Poi un giorno mia moglie mi ha fatto incazzare
Sono andato in officina da mio padre ho messo la fede sull'incudine e ne ho fatto una sfogliatina...


----------



## Sole (16 Giugno 2012)

aristocat ha detto:


> Doverosa premessa. Io non sono sposata, ma anche se lo fossi, non credo che indosserei mai la fede... e non per una questione di poco rispetto verso mio marito, quanto per praticità e perché mi dà fastidio ogni oggetto metallico sulla pelle (non sono allergica, è proprio fastidio "epidermico" ).
> Poi sono sbadata e sono sicura che alla prima occasione in cui mi lavo le mani in un luogo pubblico, me la dimenticherei là, nonostante il suo grandissimo valore affettivo.
> Insomma, alla fine credo che la terrei custodita gelosamente in un cassetto, ben protetta da una custodia ad hoc.
> 
> ...


Io la mia fede nuziale l'ho sempre portata con orgoglio.

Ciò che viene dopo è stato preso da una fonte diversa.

PR #3909, opened 2026-09-04
[DT-4021] Derive the Content Security Policy from runtime config (BFF Phase 5, story 5-F3)

rushtong:
### Addresses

Non l'ho mai tolta, se non durante la crisi con mio marito. Negli ultimi mesi l'avevo rimessa, perchè ci credevo davvero... e ora, lasciandolo, mi è venuto naturale toglierla.

Per me la fede è sempre stata il simbolo dell'amore e dell'unione con mio marito. E infatti l'ho abbandonata proprio nei momenti in cui ho messo in forte discussione questo amore e questa unione. E sì, mi avrebbe dato fastidio se mio marito avesse deciso di non tenerla al dito senza un motivo valido.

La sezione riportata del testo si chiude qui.